Comment on You'll never see it coming
dharmacurious@slrpnk.net 1 week agoThere’s a principle, I can’t remember the name of it, but basically it goes that the universe exists in such a way as to support life, because if it didn’t, there would be no one around to discuss the ways in which the universe might have formed. Which is to say, while it’s all good to contemplate a different set of physical laws in which we could not exist, we cannot use the condition of our existing as proof that the universe must allow us to exist. Any universe in which an observer exists is necessarily a universe in which an observercould exist. We will only ever get to observe that which allows our existence.
It’s mainly used, to my knowledge, to attempt to dissuade the religious of ideas of a creator deity.
But I think here it has another application. If false vacuum decay happens, and all of everything just goes poof, that’s not interesting. There will be no observer, no one to mark it, no one to study it. On top of that, no one to even know there was once someone. Who knows, maybe it’s happened hundreds of trillions of times, maybe infinite times, maybe once, maybe never. Either way, we, and anyone else out there, will have no way of knowing, or remembering, or anything else. So it’s not interesting. There’s nothing of value to be learned, because there’s no way to use the knowledge to do anything.
But contemplating the ways in which it could happen and we could survive? Suddenly a new set of physical laws govern us? Different, but just similar enough that we don’t explode, implode, or just dissipate into component atoms (if atoms still exist!)? That’s interesting! That’s worth contemplation and thought! At the very least it’s worth a damn fine dime store paperback sci Fi novel!
Let’s do something interesting here! What’s your wish list for a change in our physical laws that still allows our existence? I went utopian, ftl space flight, nothing else changes. But maybe it’s some mad max universe now? Maybe it changes our physical structure enough that we’re all cronenberg monsters limping our way through the universe in tiny, slapped together vessels that we put together as we saw what was approaching on the horizon of the observable universe, and in the new laws planets can’t form? Searching, seeking, viciously lonely abominations, wandering a void unlike anything we’ve ever experienced?
Maybe the only change is that idiots stop voting and wealth disparity disappears somewhere. Be adventurous! Be the change you hope the decay will bring!
ilinamorato@lemmy.world 1 week ago
The Anthropic Principle. It’s a mind-bender, especially because it’s fundamentally unfalsifiable.
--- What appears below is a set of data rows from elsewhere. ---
PR #32, opened 2019-10-01
Refactor cache and its usage in importer

ondrowan:
Cache was previously part of importer and it was very hard to test it. It's now extracted into a trait and passed into importer. This way it can be swapped for whatever caching mechanism we choose for different scenarios.

One thing is missing in this PR and that's actual (integration) tests if cache is called when loading files. I actually have the code and I'll leave it here as a comment for the future, but I couldn't manage to get the mocking work for `cfg(test)` only. I'm sure I just misunderstood something and I've asked the maintainer of `mockall` for help, but to move on with this refactoring, I decided to create a PR without this feature which can be added later.

```rust
#[test]
fn test_importer_import_obj_cache_sets_models_if_file_was_not_cached_before() {
    let mut cache = importer::MockCache::new();
    cache
        .expect_get_if_not_modified()
        .returning(|_, _| None)
        .times(1);
    cache.expect_get_by_checksum().returning(|_| None).times(1);
    cache.expect_set().returning(|_, _, _| ()).times(1);

    let mut importer = Importer::new(&mut cache);
    let path = "tests/fixtures/valid.obj";

    importer
        .import_obj(&path)
        .expect("Valid obj should be loaded");
}

#[test]
fn test_importer_import_obj_cache_returns_unmodified_file() {
    let mut cache = importer::MockCache::default();
    cache
        .expect_get_if_not_modified()
        .returning(|_, _| Some(vec![]))
        .times(1);
    cache.expect_get_by_checksum().returning(|_| None).times(0);
    cache.expect_set().returning(|_, _, _| ()).times(0);

    let mut importer = Importer::new(&mut cache);
    let path = "tests/fixtures/valid.obj";

    importer
        .import_obj(&path)
        .expect("Valid obj should be loaded");
}

#[test]
fn test_importer_import_obj_cache_returns_the_same_cached_data_from_different_file() {
    let mut cache = importer::MockCache::new();
    cache
        .expect_get_if_not_modified()
        .returning(|_, _| None)
        .times(1);
    cache
        .expect_get_by_checksum()
        .returning(|_| Some(vec![]))
        .times(1);
    cache.expect_set().returning(|_, _, _| ()).times(1);

    let mut importer = Importer::new(&mut cache);
    let path = "tests/fixtures/valid.obj";

    importer
        .import_obj(&path)
        .expect("Valid obj should be loaded");
}
```

Even though you don't like mocking, `mockall` is actually not very noisy and pretty elegant for what we need. It consists only of one attribute on our `Cache` trait and these special expects you can see in test cases above.


src/importer.rs
```diff
@@ -58,26 +58,81 @@ pub struct Model {
...
 
 pub type ImporterResult = Result<Vec<Model>, ImporterError>;
 
-/// `Importer` takes care of importing of obj files and caching of their
-/// internal representations. It holds paths to files, their metadata
-/// (checksums, timestamps) and models of parsed obj files.
+/// An interface for caching of obj files.
+///
+/// The source is expected to be file with path and FileMetadata.
+pub trait Cache {
```
yanchith: Nit: name this `ObjCache` or `ModelCache`?

src/importer.rs
```diff
@@ -58,26 +58,81 @@ pub struct Model {
...
+        self.loaded_models
+            .entry(metadata.checksum)
+            .or_insert_with(|| models.to_vec());
+    }
+}
+
+/// `Importer` takes care of importing of obj files and caching of their
+/// internal representations.
+pub struct Importer<'a, C> {
+    cache: &'a mut C,
```
yanchith: Hmm, any reason the `cache` is not owned by the importer?

src/importer.rs
```diff
@@ -89,65 +144,37 @@ impl Importer {
...
-        file.read_to_end(&mut file_contents)?;
-        let checksum = calculate_checksum(&file_contents);
-
-        let models = match self.loaded_models.entry(checksum) {
-            Entry::Occupied(loaded_model) => {
-                self.path_metadata.insert(
+        let models = match self.cache.get_if_not_modified(path, file_modified) {
+            Some(models) => return Ok(models),
+            None => {
+                let file_size = file.metadata().map(|m| m.len() as usize + 1).unwrap_or(0);
```
yanchith: Please document this +1, this is the third time my brain tripped over it 😂

src/importer.rs
```diff
@@ -89,65 +144,37 @@ impl Importer {
...
+                let mut file_contents = Vec::with_capacity(file_size);
+                file.read_to_end(&mut file_contents)?;
+                let checksum = calculate_checksum(&file_contents);
+
+                let models = match self.cache.get_by_checksum(checksum) {
+                    Some(models) => models.clone(),
```
yanchith, line 164: Hmmm, shouldn't we have a way to just update the `last_modified` for a path in the cache in case the checksum checks out? Something like: we validated the cache entry is still valid for this timestamp. We can leave it for a FIXME, but this could prevent an allocation and de-allocation in the cache itself when you set new data.

yanchith (commented):
Looks nice! Got a few thoughts inline. Also looking forward to see the mocking in action.

src/importer.rs
ondrowan: It used to be until I started to experiement with home-grown mocking and I wanted to see what happened inside of cache object. Now that we're using library for that, I'll see how it behaves, but I'm pretty sure those mocks will need to be passed by reference to be usable in tests.

src/importer.rs
ondrowan: I'm not sure I understand what you mean. Matching checksum does only mean there are contents of some file cached, but it doesn't mean it has come from particular path. That's why path and metadata are cached anyway on line 163.

yanchith: On line 163 you set the models you acquired here back to the cache with new file_modified time. That is an additional drop on line 163 happening because you overwrite the data in cache with the same data. You could instead just say to the cache:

dharmacurious@slrpnk.net 1 week ago
That’s it! And yep, total mindfuck. But also sort of… Profound, I guess
Scubus@sh.itjust.works 1 week ago
I thought it was the self observation principle?
ilinamorato@lemmy.world 1 week ago
I’ve never heard of that name for it, though the “observation selection” principle might be what you’re thinking of. They’re synonyms.
Scubus@sh.itjust.works 1 week ago
You are correct.Notably, I don’t believe it’s unfalsifiable, its just fundamentally true. You cant observe yourself in any reality where you are incapable of onserving yourself.
By applying both that and the many worlds hypothesis, the idea of quantum immortality comes up, and thats a real mind bender. Its also a way to verifiably prove many worlds accurate(afaik the only way)
Basically (very basically), anything that can happen, does. Its simply that each possible action happens in a seperate time stream, and each new possible action results in said time streams splitting into two realities; one where the action happened, and one where it did not.
But by the anthropic principle, you will only ever find yourself in a reality where you can observe yourself.
Hence, if you set up an expirement such that if a single atom decays in a chunk of uranium you die, the odds are stacked almost infinitely in favor of you dying, and one of two things will happen.
In the case many worlds is true, despite all the odds, there will be a universe in which you survive, and due to the self observation principle, that will always be the one you find yourself in. You obviously cant observe yourself in any reality where you died.
In the case that many worlds is false, you simply die. You still cant observe yourself in that reality, so for you reality simply stops.
This means that if it is physically possible for you to survive something, from your perspective(assuming many eorkds is true) you will always survive. That is the idea behind quantum immortality.
The downside is that others are still able to observe you dying. So in the vast majority of realities, they observe you die and label the expiriment inconclusive. In the reality in which you live, it could just be a massive statistical fluke. I suppose you could run the expiriment again, but youd suffer the same issues as the first time, where in almost every case, they witness you die and deem it inconclusive. After having repeated this twice and yet you still find yourself in the reality where you survived, id say thats basically proof that many worlds is accurate, but only that reality out of the uncountably high number of realities stemming from this expiriment would have evidence. In all the others you just die.
To reiterate though, assuming many worlds is accurate, the expiriment carries no risk to you. Due to the anthropic principle, you will always find yourself in the reality in which you survive.